Missing teaching, Bromige returned to it part-time at the University of San Francisco, and he also began writing what would later be As in T as in Tether, which was awarded A Best Book of the Year (2003) recognition from Small Press Traffic. Bromige published Indictable Suborners and Behave or Be Bounced with dPress, Sebastopol, in 2003. For the past few years, Bromige had been collaborating with poet and dPress editor Richard Denner on 100 Cantos. Spade: Cantos 1-33 was published in 2006.

Bromige lived in Sebastopol, California. He died on June 3, 2009, of complications from diabetes.

==Bibliography==
- The Gathering. Buffalo, NY: Sumbooks, 1965.
- Please, Like Me. Los Angeles, CA: Black Sparrow Press, 1968.
- The Ends of the Earth. Los Angeles, CA: Black Sparrow Press, 1968.
- The Quivering Roadway. Berkeley, CA: Archangel Press, 1969.
- Threads. Los Angeles, CA: Black Sparrow Press, 1970.
- Three Stories. Los Angeles, CA: Black Sparrow Press, 1973.
- Ten Years in the Making. Vancouver, BC: New Star Press, 1974.
- Tight Corners & What's Around Them. Los Angeles, CA: Black Sparrow Press, 1974.
- Birds of the West. Toronto, Ontario: Coach House Books, 1974.
- Out of My Hands. Santa Barbara, CA: Black Sparrow Press, 1974.
- Spells & Blessings. Vancouver, BC: Talonbooks, 1975.
- Credences of Winter. Santa Barbara, CA: Black Sparrow Press, 1976.
- Living in Advance (with deBarros and Gifford). Cotati, CA: Open Ready Press, 1976.
- My Poetry. Berkeley, CA: The Figures Press, 1980.
- P-E-A-C-E. Berkeley, CA: Tuumba Press, 1981.
- In the Uneven Steps of Hung Chow. Berkeley, CA: Little Dinosaur Press, 1982.
- It's the Same Only Different/The Melancholy Owed Categories. Weymouth, England: Last Straw Press, 1984.

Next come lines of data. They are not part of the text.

Issue #2617, opened 2025-12-29
Lower Thirds scripture template inconsistent


ehow-nacharam:
**Describe the bug**
The color of the text is different for multiple verses. If I have only one verse the text color is off-white and the visibility is very low. Also there is some issue with the auto size feature.

**Reproducing**
While presenting a scripture lower thirds using the FreeShow's default template

**Screenshots (Optional)**

<img width="1841" height="1031" alt="Image" src="https://github.com/user-attachments/assets/4b7df2df-ca17-4c2b-969f-84764eff68bb" />

<img width="1830" height="1029" alt="Image" src="https://github.com/user-attachments/assets/ac8ce5f7-cbf4-4e12-b625-93773d4dd4d3" />

**Version (Optional)**
 - OS: Windows
 - FreeShow Version: 1.5.5

thebiblelover7:
I am not being able to reproduce this... Are you using the actual default template, and have you modified it at all?

keeandev:
I'm running into the same issue, I turned off the border and made the scripture reference black, and removed the border but the second verse keeps the border. 
<img width="2972" height="636" alt="Image" src="https://github.com/user-attachments/assets/a1a8c3d6-e63f-4dc2-bbb9-542d73785839" />

<img width="2972" height="636" alt="Image" src="https://github.com/user-attachments/assets/1046f926-4e6b-4a8a-91d3-c9a48877d524" />

yurividal:
Are you guys using the new scripture template model? trying to reproduce this here

yurividal:
<img width="2829" height="479" alt="Image" src="https://github.com/user-attachments/assets/6ce5032e-e0cd-410a-ae23-195cb2726100" />

I'm unable to reproduce, using the latest dev branch code. 

This is how my template looks:

<img width="1993" height="352" alt="Image" src="https://github.com/user-attachments/assets/caf04fa8-e340-4e75-9804-243519aee248" />

Jehne07:
Hi, the issue is most likely that when you choose a template for Scripture in the Styles settings, it’s still being overwritten the old way. (You’re probably using it just for another output, for example, for live streaming.)

yurividal:
@Jehne07 THATS IT!
I was able to reproduce it now. Only happens when there is a second output, and that output is overwriting the template

<img width="2009" height="575" alt="Image" src="https://github.com/user-attachments/assets/5796bcf8-22c9-4ed0-8163-f9419ec8df9f" />

[...]

PR #2653, opened 2026-01-09
Fix scripture template override applying wrong styles to verses 2+

yurividal:
This fixes https://github.com/ChurchApps/FreeShow/issues/2617

When using 'Overwrite Scripture with Template' in output styles, verses beyond the first were getting matched to the wrong template text object (falling back to text[0] which is the verse number template instead of verse text template).

Now intelligently matches verse text objects to {scripture_text} placeholder and verse numbers to {scripture_number} placeholder based on customType flag.

### Problem
When using "Overwrite Scripture with Template" in output styles, scripture slides with multiple verses displayed incorrect formatting:
- Verse 1: Correct styling (black text)
- Verses 2+: Wrong styling (grey text from verse number template)

### Root Cause
In `output.ts`, when applying style templates to scripture slides, the template text matching logic fell back to `text[0]` for verses beyond the first. Since `text[0]` is the verse number template (grey, 40px), all subsequent verse text got styled incorrectly.

### Solution
Added intelligent template matching that:
1. First tries exact index match
2. If that fails on scripture templates, matches by placeholder type:
   - Verse numbers (with `disableTemplate` flag) → `{scripture_number}` template
   - Verse text (without flag) → `{scripture_text}` template
3. Falls back to `text[0]` only as last resort

### DIFF
--- a/src/frontend/components/helpers/output.ts
+++ b/src/frontend/components/helpers/output.ts
@@ -4,7 +4,7 @@ import { OUTPUT } from "../../../types/Channels"
 import { Main } from "../../../types/IPC/Main"
 import type { Output, Outputs } from "../../../types/Output"
 import type { Resolution, Styles } from "../../../types/Settings"
-import type { Item, Layout, LayoutRef, Media, OutSlide, Show, Slide, SlideData, Template, Templates, TemplateSettings, Transition } from "../../../types/Show"
+import type { Item, Layout, LayoutRef, Line, Media, OutSlide, Show, Slide, SlideData, Template, Templates, TemplateSettings, Transition } from "../../../types/Show"
 import { AudioAnalyser } from "../../audio/audioAnalyser"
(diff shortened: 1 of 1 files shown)


yurividal:
There is still a different but related bug, which happens when the user has a title slide in the scripture template, and a style overwrite in another output.

The title slide of the secondary output displays the placeholders instead of the metadata, since it cant resolve those values.

Title slide:
image


Title slide in secondary output:
image

vassbo:
Nice, thank you! :)

yurividal:
@vassbo maybe there is still room for improvement. What if instead of the last resort being text[0] what if we always use the style of {scripture_text} as the last resort?

vassbo:
That can work.

vassbo:
Fixed: https://github.com/ChurchApps/FreeShow/issues/2727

- You See, Parts 1 & 2 (with Opal Nations). San Francisco, CA: Exempli Gratia Press, 1986.
- Red Hats. Atwater, OH: Tonsure Press, 1986.
- Desire: Selected Poems 1963-1987. Santa Rosa, CA: Black Sparrow Press, 1988.

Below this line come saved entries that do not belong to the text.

PR #2656, opened 2026-01-09
1.5.6-beta.2

vassbo:


src/frontend/components/drawer/media/Media.svelte
```diff
@@ -320,17 +320,19 @@
...
-            if ($activeEdit.items.length) return
             if (activeFile === null || activeFile > 0) activeFile = activeFile === null ? fileCount - 1 : activeFile - 1
         },
         Backspace: () => {
             if (rootPath === path) return
             goBack()
-        }
+        },
+        // macOS workaround as it mostly ignores the M4/M5 mouse buttons
+        // special programs can be used to map these buttons to the following keyboard keys
```
frederickjh: Actually this maps the M4 and M5 buttons to the forward and back shortcut keys on MacOS, so no special program should be needed. See this Apple Support article: [Mac keyboard shortcuts](https://support.apple.com/en-us/102650).

Issue #1925, opened 2025-08-05
Media Folder Cloud Sync


cpaschen:
**Describe the feature**
Add a separate Sync function that synchronizes just the media folder - to a different sync destination (google drive or FTP - per other FR) than the core FreeShow sync location.

This is a follow-up to the discussion in the FreeShow facebook group, and specifically ...

"To sync media on the computer a custom solution will have to be added to the media folder like OneDrive or Google Drive for desktop."

**Additional context**
Although we could set this up manually with each remote system, it would be easier to have this built-in to FreeShow, so that those that need to share media between home and church can do it without extra systems.

BTW ... we have recently been experiencing trouble with having our remote team use OneDrive, possibly due to the fact that we have all 3 OSs (Win, Mac, Linux) used by various team members at home. Keeping all these systems working is challenging. However, the integrated Sync of FreeShow seems to work without any problems.

vassbo:
If media sync would be added I think it would be best to have it in the same system as the existing sync, as users can setup their own system with a different destination if they need to: https://github.com/ChurchApps/FreeShow/issues/619

With that said, I think using the existing cloud sync, we can have a folder called "Media" in the data location (Documents/FreeShow/), and all the contents in that will be synced across devices. If a media file is missing, we can check that location for a match. (Clicking "Bundle all media files" in the settings will move them into the FreeShow/Media folder at the moment, so that would work well)

daves777:
Just wanted to second this request... It would be extremely helpful, as getting media for announcements/backgrounds/etc working between our team members at home has been quite inconsistent and complicated until now. Having all the media live in the freeshow data location and sync between all devices would be so beneficial. Would greatly appreciate this enhancement!

vassbo:
So here's the deal, we're soon going to make our own sync which will work like the Google Sync, just more seamless and easier to set up. It will be free, so we won't be able to have support for media files.

But if there's a way to simplify/streamline the setup of a custom method like OneDrive, Google Drive, FTP, or any computer file system sync that would be nice.

I guess a big help would be to centralize any used media in one selected media folder like I mentioned previously. Meaning if it's taken from that folder nothing will change, but if media is used from another file location it will be copied over to the custom media folder.

Let me know if anyone has ideas for this.

carakas:
Reacted to an old post on reddit but just found this one so I’ll reply here.
We have the same issue, some on windows others on mac.
[...]

PR #2667, opened 2026-01-11
Auto bundle media files on save

shadownetdev1:
- Adds a toggle (defaulting to off) to `Other` that when enabled makes FreeShow auto bundle media files whenever a save happens.
- Fixes `.vscode/settings.json` so that Prettier indents files correctly (as defined on the existing `"editor.tabSize": 4,` line).
-  Adds code to the bundle function that makes FreeShow able to copy media files that are part of a project, but are not in a show.

As this is my first time working on this project I don't fully know what is expected in a MR and I may have made a mistake or done something inefficiently. Let me know if something needs to be changed.

Also not completely sure how I am supposed to handle language files. Do the files need to have an entry that is empty/null? or should they have no entry (like I have currently)? or is there a script I need to run that handles that for me?

### DIFF
--- a/.vscode/settings.json
+++ b/.vscode/settings.json
@@ -9,6 +9,7 @@
     "prettier.printWidth": 500,
     "prettier.singleQuote": false,
     "prettier.semi": false,
+    "prettier.tabWidth": 4,
     "typescript.preferences.quoteStyle": "double",
     "typescript.preferences.importModuleSpecifier": "non-relative"
 }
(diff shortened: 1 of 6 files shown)


vassbo:
Thank you! I thought the `editor.tabSize` should have worked which it didn't, but `prettier.tabWidth` makes sense.

You are correct in just modifying `en.json` it will be uploaded to Transifex and the others will get updated once they are translated.

I was just going to re-work the media storage for cloud sync, so I will probably remove the bundle on save, but the project media is nice.

Also the setting should be stored in `settings.json` which is available in the frontend and not `config.json`, but it's okay.

vassbo:
Made some tweaks: https://github.com/ChurchApps/FreeShow/commit/ab34f963883bdaab4cfb3a6a42fb04e53ca0e83b

vassbo:
https://github.com/ChurchApps/FreeShow/issues/1925#issuecomment-3749783329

- Men, Women & Vehicles: Prose Works. Santa Rosa, CA: Black Sparrow Press, 1990.
- Tiny Courts in a Year Without Scales. London, ON: Brick Books 1991.
- They Ate. Sebastopol, CA: X-Press Books, 1992.
- The Harbormaster of Hong Kong. Los Angeles, CA: Sun & Moon Press, 1993.
- A Cast of Tens. Penngrove, CA: Avec Books, 1994.
- Vulnerable Bundles. Hartford, CT: Cricket Press, 1995.
- From the First Century. 1995.
- Piccolo Mondo. Toronto, Ontario: Coach House Books, 1998.
- Authenticizing. San Francisco, CA: a+bend press, 2000.
- As in T, As in Tether. Tucson, AZ: Chax Press, 2002.
- Indictable Suborners. Sebastopol, CA: DPress 2003.
- Behave or Be Bounced. Sebastopol, CA: dPress, 2003.
- Ten Poems from Clearings in the Throat. Sebastopol, CA dPress, 2005.
- Spade (with Richard Denner). Sebastopol, CA: dPress, 2006.
- if wants to be the same as is: Essential Poems of David Bromige, edited by Jack Krick, Bob Perelman and Ron Silliman, with an introduction by George Bowering, Vancouver, BC: NewStar Books, 2018.